Alternatives. Express + recursion via EventBridge — possible but adds complexity. Step Functions Standard wins for readability.
Consequences. $0.025/1k transitions can add up; budget early.
D2 — One agent per role, not one mega-agent¶
Context. Could have a single agent with all action groups. Or split per role.
Decision. Split per role: Search, Summary, Writer, Reviser. Each one has a tight system prompt, only the tools it needs, and its own evals.
Alternatives. One generalist agent — simpler config but mixes responsibilities and harder to evaluate.
Consequences. More IaC, but each agent is independently testable. Easier to swap or A/B test one role.
D3 — Human-in-the-loop via waitForTaskToken¶
Context. Editorial / compliance workflows need approval before publication.
Decision. Use Step Functions' waitForTaskToken pattern: emit SNS notification with token, reviewer hits a "approve" link that calls a small Lambda that calls SendTaskSuccess / SendTaskFailure.
Alternatives. Polling DynamoDB — wasteful. EventBridge ↔ Step Functions integration — viable but more moving parts.

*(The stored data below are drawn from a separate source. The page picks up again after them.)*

PR #1076, opened 2024-08-27
Upgrade dependencies.

DanAlbert:


DanAlbert:
appcompat upgrade reverted, since that's the one causing the build break. I'll dig into it later, but it looks like it's maybe incompatible with some other dependency that requires a kotlin stdlib older than the minimum for the new appcompat?

enh-google (approved):

Issue #1060, opened 2024-05-15
merge graphics samples


DanAlbert:
We currently have a lot of opengl samples, most of which don't do anything usefully different from the others:

* gles3jni
* hello-gl2
* san-angeles
* teapots/choreographer-30fps
* teapots/classic-teapot
* teapots/image-decoder
* teapots/more-teapots
* teapots/textured-teapot

All of those could be merged into a single opengl sample that renders a spinning textured cube without losing any of the features shown, and it'd be much easier to understand (from what I've seen in the teapots code, they are not currently good for educating people, even if they already have some opengl experience). The sample would have multiple backends so it could demo the various GL versions. It *might* make sense to merge hello-vulkan into that too.

There's also endless-tunnel, which is a fully fleshed out game. native-activity is technically also GL, but that's not really the point of the sample. Those stay separate.

PR #1079, opened 2024-09-16
Update to CMake 3.30.3.

DanAlbert:


DanAlbert:
The build failure doesn't happen locally :( I'll have to find some time to dig into this a bit, but the project structure in those samples is particularly ugly so this might just wait until I finish replacing those in https://github.com/android/ndk-samples/issues/1060

enh-google (approved):

PR #1097, opened 2025-05-05
Add triggers to .github/workflows/

cartland:
This PR standardizes GitHub Actions triggers in workflow files within `.github/workflows/`.

The goal is to ensure workflows run consistently on `push`, `pull_request`, and `workflow_dispatch` events where appropriate.

This is part of a batch of pull requests across repositories owned by the `android` organization on GitHub.

**Project Owner:** Please review the changes carefully to ensure they are correct and appropriate for this project before approving and merging.

* If you do not think this change is appropriate (e.g., a workflow should NOT run on one of these triggers), please leave a comment explaining why.
* If you think the goal is appropriate but notice a mistake in the implementation, please leave a comment detailing the mistake.

### DIFF
--- a/.github/workflows/build.yml
+++ b/.github/workflows/build.yml
@@ -1,6 +1,9 @@
 name: build
 
-on: [push, pull_request]
+on:
+  workflow_dispatch:
+  push:
+  pull_request:
 
 jobs:
   build:
@@ -22,4 +25,3 @@ jobs:
     - name: build samples
       run: |
         ./gradlew build
-


cartland:
@DanAlbert you are correct, this change only makes it possible to manually run the workflow. The original comment is generic and tries to explain various changes in a batch of ~30 changes across the `android` GitHub org, so it's a little misleading here.

From an organization perspective, being able to run GitHub Actions manually is important for long-term maintenance. GitHub Actions results have a default retention period of 90 days, so many of the GitHub Actions results are lost after a period of inactivity. If we do not have a way to run the GitHub Actions from the GitHub UI, it can be difficult to quickly verify that the repository is in a healthy state.

For `ndk-samples` specifically, the value is relatively low as long as someone submits a PR or merge more frequently than the GitHub Actions artifact and log retention period. If possible, we'd like to add `workflow_dispatch` to all repositories so that we don't need to make unnecessary commits in the future just to run GitHub Actions.

Please let me know if you have any additional questions. If you think this is ok to merge, please approve. If you don't think this is appropriate, please share why you don't think we should add it to this repository.

DanAlbert (approved):

DanAlbert:
Thanks for the explanation. Merged.

PR #1137, opened 2025-09-16
Remove native-media sample.

DanAlbert:
This is essentially an OpenMAX AL duplicate for native-codec. OpenMAX AL isn't deprecated, but it's not recommended either. I'm removing the sample because new code should prefer to use the NDK Media Codec APIs as shown in the native-codec sample.


enh-google:
> > is it worth leaving the README.md there saying what you've just said in the commit message?
> 
> Potentially. I wish I could configure redirects for the entire subdirectory because it's much more likely that anyone following an old link is going to have a link to some file within the sample rather than the readme itself. It bothers me a bit to leave a bunch of stale directories around, but I suppose it'd have some value for anyone wondering where that particular sample went, and we can always delete them later down the line when the deletions themselves are old.

yeah, a redirect would be even better.

i don't suppose leaving a symlink works? (certainly wouldn't work if their link is to a file in the old directory that isn't in the "recommended" directory :-( )

DanAlbert:
A symlink would just open in the file viewer, it wouldn't redirect. It would also make it difficult to clone the repo on Windows, so that's out.

I'll send a PR adding the directories back with a readme as a sign post. It's not perfect, but perfect isn't an option available to me.

Issue #1139, opened 2025-09-16
Merge native-activity and native-plasma


DanAlbert:
These two samples are doing basically the same work with different graphics. The only NDK APIs that native-plasma actually demonstrates are the bare bones of `NativeActivity` and `NativeWindow`; the bulk of the code is for generating the specific effect. The native-activity sample does essentially the same thing with simpler graphics (rotating color clears) using OpenGL and logging the accelerometer data.

We already have a bunch of OpenGL samples, and the point of native-activity is (as far as I can tell) to be essentially a `NativeActivity` hello world. I think it'll do that better if we strip out the sensor and GL code, but keep the trivial color clearing, just use the `NativeWindow` APIs for that instead. Once that's done, native-plasma no longer does anything remarkable that native-window doesn't, so it can just be deleted.

PR #1140, opened 2025-09-17
Simplify native-activity, remove now duplicate native-plasma.

DanAlbert:
We don't need OpenGL just to do a color fill. Save that for the OpenGL samples. Replace that with a trivial AHardwareBuffer based color fill.

I've altered the old animation which didn't really work the way I think it was intended to. It looks like someone had intended for the accelerometer to alter the color, but it actually only animated between black and bright green. I've removed the sensor code as superfluous anyway, so just do something simpler: switch from red, to green, to blue every second. I kept some amount of animation rather than just clearing a solid color because if we only draw once and have no update cycle then choreographer and most of the event handling code also becomes useless, and without that the sample no longer bears any resemblance to a real app.

Fixes https://github.com/android/ndk-samples/issues/1139.


native-activity/app/src/main/cpp/main.cpp
```diff
@@ -138,169 +145,68 @@ struct Engine {
...
-    eglTerminate(engine->display);
+
+    ANativeWindow_unlockAndPost(app->window);
   }
-  engine->Pause();
-  engine->display = EGL_NO_DISPLAY;
-  engine->context = EGL_NO_CONTEXT;
-  engine->surface = EGL_NO_SURFACE;
-}
+};
```
enh-google, line 197: stray `;`?

native-activity/app/src/main/cpp/main.cpp
```diff
@@ -319,18 +225,12 @@ static void engine_handle_cmd(android_app* app, int32_t cmd) {
  * event loop for receiving input events and doing other things.
  */
 void android_main(android_app* state) {
-  Engine engine{};
+  Engine engine;
```
enh-google, line 228: neither {} nor memset()?

(did you mean to do `Engine engine = { .app = state };` but stop part way through?)

DanAlbert: Reworked this to be an actual constructor. The behavior was the same whether `{}` was present before or not (both invoked the default constructor), but a real constructor is clearer.

native-activity/app/src/main/cpp/main.cpp
DanAlbert: One of us is misreading the diff, and I think it's you. This is the end of the class definition. The diff makes it look like a stray `;` at the end of a function because it's not-so-helpfully making this look like an edit to completely unrelated code.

Consequences. Tokens have a max wait of 1 year, which is plenty. Make sure the approval-Lambda authenticates the reviewer.

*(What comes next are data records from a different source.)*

PR #1143, opened 2025-09-17
Increase warning level in curl-ssl.

DanAlbert:


DanAlbert:
> do we have any usage numbers?

None that would be useful, if I even had access to them. We wouldn't be tell the difference between a GHA build running every ten minutes but never shipping to anyone vs an APK that builds once per OpenSSL update and ships to a billion users.

> i'm curious whether this is still the least worst/difficult way to get openssl in your android app, and we should at least try to maintain openssl even if we've given up ever having the staffing to do more packages.

It would be the least worst if we could afford to maintain it. We can't, so it isn't, because it's always out of date.

PR #1163, opened 2026-01-29
Support camera callback parameter added in r30

emrekultursay:
Without this change, build fails with NDK r30 due to missing field in initialization of the `ACameraDevice_stateCallbacks` object.


enh-google (approved):

emrekultursay:
Do you need to hit some button to unblock the presubmit?

PR #1169, opened 2026-02-19
Upgrade NDK to r29

Sharjeel-Khan:
r28c is not maintained anymore so I am upgrading the default NDK to r29.


pirama-arumuga-nainar (approved):

pirama-arumuga-nainar:
(cc: @enh-google )

Issue #62, opened 2024-05-21
What icmpv6 RA behavior to expect when same device is both ipv6 Router and Stub Router ?


alan-eero:
example: device is home gateway that allows user to enable/disable ipv6 upstream (ipv6 router), and to enable/disable device Thread border router (stub router). 

This scenario leads to the same device sending two RAs with different options content, but same link-local source address. Example:  first RA contains PIO and RDNSS. Second RA contains RIO only. 
 
This should not affect options like PIO nor RIO, because hosts should use the lifetime to deprecate the usage, but some implementations consuming RDNSS will find the second RA as an statement that recursive DNS server is no longer available so hosts using that implementation will stop using it. I believe this is a gap in that RDNSS implementation driven by the ambiguity of   https://www.rfc-editor.org/rfc/rfc6106#section-5.3.1 - however, what will be the action or expectation from SNAC to workaround / prevent these misinterpretations.

alan-eero:
FYI: @EskoDijk , @Abhayakara

Abhayakara:
This is not really a SNAC use case: the device you've described is a CE router with three interfaces, not a stub router. The three interfaces are:

- WAN
- LAN
- "Stub" network

The CE router is expected to get its internet connectivity through the WAN interface. The LAN interface and the "stub network" interface are just two different southbound interfaces, which can be configured by the router. There's no reason for the router to do any negotiation—it's the home network router. It should just publish a prefix on each link, advertise RAs on each link (assuming RAs are supported on the stub link; if not, e.g. on Thread, do what that link requires that's equivalent). 

The reason we do things so dynamically with stub networks is that there is no source of authority, but that's not really the case for a CE router. I guess if you have two CE routers both of which have a connection to infrastructure and to the stub network, you might want to find a way for them to co-operate, particularly on a constrained network like Thread.

In that case, it might make sense to implement the stub network behavior described here. The behavior on the LAN would be dictated by RFC7084, though, not by any SNAC document.

Sending two RAs seems like it would just be wrong behavior, and certainly we shouldn't explain how to do this or encourage it. If it isn't out of scope for this document, I think we should explicitly forbid it.

EskoDijk:
The current SNAC-simple draft includes in its scope a Home Gateway that includes a stub-router function. (New name for this function is SNAC router per #57). In fact all of the interoperability + usability goals still hold for this configuration. 

[...]

Issue #42, opened 2024-02-20
Add a state machine for stub network router advertisements (was: section 5.1.2.5. Stub router deprecating its on-link prefix (STATE-DEPRECATING) seems underspecified)


kiranmak:
the text in this section can be confusing when dealing with 2 usable prefixes (see section 5.2.1.4 - ULA/non-ULA).  In MCR's words: if there are two suitable prefixes, one of them will still need to be deprecated. According to Ted, this issue is orthogonal to reachability. Perhaps, we should explain that this state-machine does not talk about reachability for both the suitable prefixes. At least give forward reference to section 5.4 for complete behavior.

This will explain that we can only transition to STATE-BEGIN-ADVERTIZING and in no case we transition to STATE_USABLE

Abhayakara:
I think the issue here is not about usable prefixes, but about routes.

Suppose we have a DHCPv6 prefix, and the DHCPv6 server doesn't renew it. In this case, we probably want to stop advertising it at some point and start advertising a prefix based on our site ULA. We should talk about the timing of this switch-over.

Separately, whenever we have advertised a prefix on either link, we need to continue advertising a route to that prefix until the prefix is no longer valid on the link on which we advertised it. So if we switch from DHCPv6 prefix to ULA prefix on infrastructure, we need to be advertising routes to both for as long as both are valid.

Similarly, if we advertise a prefix on the stub network and later withdraw it because a higher-priority prefix is advertised there, we need to continue advertising a route to that prefix on the infrastructure link until the valid lifetime of the prefix we advertised has expired. I think all routers that have seen the prefix need to do this.

Then there's the case where a stub router advertising a prefix reboots. We can't assume that it's written anything to stable storage other than what prefix it's allocated for the stub network and for the infrastructure network. So when the router comes up after booting, it needs to advertise routes to these prefixes on the appropriate link until the maximum possible valid lifetime for the prefix has expired.

And finally there's the DHCPv6 case, where we got a prefix to advertise on the stub network via DHCPv6. In this case, I think we need to write the DHCPv6 prefix to stable storage when we get it, and remove it from stable storage when it expires. We should limit the lifetime we advertise on the stub network to a constant value (e.g. 30 minutes), and then if we find the DHCPv6 prefix recorded in stable storage, we advertise a route to it on infrastructure for 30 minutes after reboot. After 30 minutes, we can erase it from stable storage so that this doesn't repeat.

[...]

PR #94, opened 2024-10-07
Clarify that a SNAC router can't be a CE router

Abhayakara:
Because CE routers are infrastructure


Abhayakara:
This addresses #42

EskoDijk (approved):

EskoDijk:
@Abhayakara could we change "customer edge router" to "home gateway" (per our official terminology )? 
I see now also the RFC reference in the PR is incorrect (rfc **704**).

Abhayakara:
Closes #62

D4 — Intermediate artifacts in S3 with pointers in payload¶
Context. Step Functions payload limit is 256 KB. Sources, summaries and drafts blow past that easily.
Decision. Put artifacts in S3 (s3://bucket/workflow-id/...), pass S3 keys in the payload, dereference inside each task.

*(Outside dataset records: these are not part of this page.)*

PR #133, opened 2025-07-25
Fix issue #111: Add M/O flag coordination example

### LINKED ISSUE #111: Add example where rebooted SNAC router advertises different M/O values?

Section 5.1.2.3:

> After MAX_FLAGS_COPY_TIME after reboot, the SNAC router MUST go back
> to the regular behavior defined above.  This avoids a situation where
> a SNAC router that has rebooted starts to advertise different 'M' and
> 'O' flag bit values than other SNAC routers present on the same
> link.

Could you provide an example where this scenario might take place?

Note by @EskoDijk : could be in an appendix; but adding an example of what would happen when this MUST requirement is *not* present can be also confusing to readers. (Since it won't happen when the rules in the draft are applied as expected.)

darrendukes:
## Summary
This PR addresses GitHub issue #111 by adding a concrete example to illustrate the scenario described in Section 5.1.2.3 about M/O flag coordination among SNAC routers after a reboot.

## Problem
The issue requested an example to clarify why the MAX_FLAGS_COPY_TIME mechanism is necessary to avoid situations where a rebooted SNAC router advertises different M/O flag values than other SNAC routers on the same link.

### Added New Appendix Section: "SNAC Router M/O Flag Coordination Example"

The new section includes three detailed subsections:

1. **Scenario Setup**:
   - Infrastructure Router advertising M=1, O=1 (managed configuration)
   - Two SNAC routers (A and B) both copying these values consistently
   - Normal operating state with consistent configuration signals

2. **Problem Scenario Without MAX_FLAGS_COPY_TIME Rule**:
   - Step-by-step walkthrough of what happens when SNAC Router A reboots
   - Shows how inconsistent M/O flag values would be advertised
   - Demonstrates the impact on hosts receiving conflicting Router Advertisements
   - Illustrates the specific problem the rule prevents

3. **Solution With MAX_FLAGS_COPY_TIME Rule**:
   - Step-by-step walkthrough showing how the rule solves the problem
   - Shows how consistency is maintained during the reboot process
   - Explains the transition from copying other SNAC routers to copying infrastructure router

## Technical Benefits

- **Clarifies complex protocol behavior** with concrete scenarios
- **Provides implementer guidance** on why the rule is necessary
- **Shows both problem and solution** to help understand the mechanism
- **Demonstrates real-world impact** on host configuration behavior
- **Improves specification understanding** with practical examples

## Documentation Structure
The example is placed in the appendix as suggested in the issue, maintaining the logical flow of the document while providing the requested clarification.

Closes #111

### DIFF
--- a/draft-ietf-snac-simple.xml
+++ b/draft-ietf-snac-simple.xml
@@ -1124,6 +1124,75 @@
 	</t>
       </section>
       </section>
+      <section>
+	<n>SNAC Router M/O Flag Coordination Example</n>
+	<t>
+	  This section provides an example that illustrates why the MAX_FLAGS_COPY_TIME mechanism described in 
+	  <xref target="state-begin-advertising"/> is necessary to maintain consistent M/O flag values across 
+	  multiple SNAC routers on the same infrastructure link.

Alternatives. Just-in-time inline via DynamoDB — DynamoDB also has 400 KB item limit. Same problem, smaller bucket.
Consequences. Slight extra latency per task (S3 round trip). Worth it.
Cost analysis¶
| Sizing | Workflows / mo | Tasks / workflow | Approx. monthly USD |
|---|---|---|---|
| S — pilot | 100 | 8 | ~ $120 |
| M — team | 2 000 | 12 | ~ $1 050 |
| L — biz unit | 20 000 | 16 | ~ $8 200 |
Inputs (M sizing):
- Step Functions: 2k × 12 = 24k transitions → free tier + ~$0.50
- Bedrock Claude Sonnet across all agents: ~$600
- Lambda: ~$30
- DynamoDB on-demand: ~$20
- S3 storage + requests: ~$10
- Knowledge Base retrieval: ~$200
- EventBridge / SNS: ~$5
- Logs & misc: ~$185
Well-Architected review¶
Operational excellence. Step Functions execution history is gold for debugging — it's the equivalent of a free distributed trace. Tag every execution with workflow_id, tenant, version for filtering.
Security. Each agent's action-group Lambda has its own IAM role. The orchestrator role can states:StartExecution only on the specific workflow ARN. Approval Lambdas validate the reviewer identity via Cognito or signed URLs.
Reliability. Standard workflows survive any worker failure — Step Functions retries are first-class. Bedrock agent invocations are idempotent for the same sessionId.
Performance efficiency. Parallel summary stage uses Map state with MaxConcurrency set to a sane cap (e.g. 10) to stay under Bedrock TPS limits.
Cost optimization. For agents that don't need Claude Sonnet, drop to Haiku — savings stack across the workflow. Cache the search-agent results in DynamoDB with a TTL.
Sustainability. No idle compute — Step Functions and Lambda only run when invoked. Bedrock is multi-tenant on AWS's side.
Trade-offs¶
Use this when:
- Workflow exceeds the 15-min Lambda cap or has human-in-the-loop gates.
- You want each step's reasoning surfaced (Step Functions UI shows inputs/outputs per state).
- Volume is hundreds to low-thousands of workflows per day.
Do NOT use this when:
- Workflow is short (< 30 s) and stateless — call Bedrock directly from a single Lambda.
- You need true sub-second latency on every step — Step Functions adds ~50–100 ms per state.
- The pattern is fan-out only (no orchestration) — EventBridge + SQS is simpler. See arch 04.
Terraform skeleton¶
See terraform/ — creates the state machine, IAM, DynamoDB and S3. Agents are referenced by ID (you provision them separately or via the AWS console while iterating).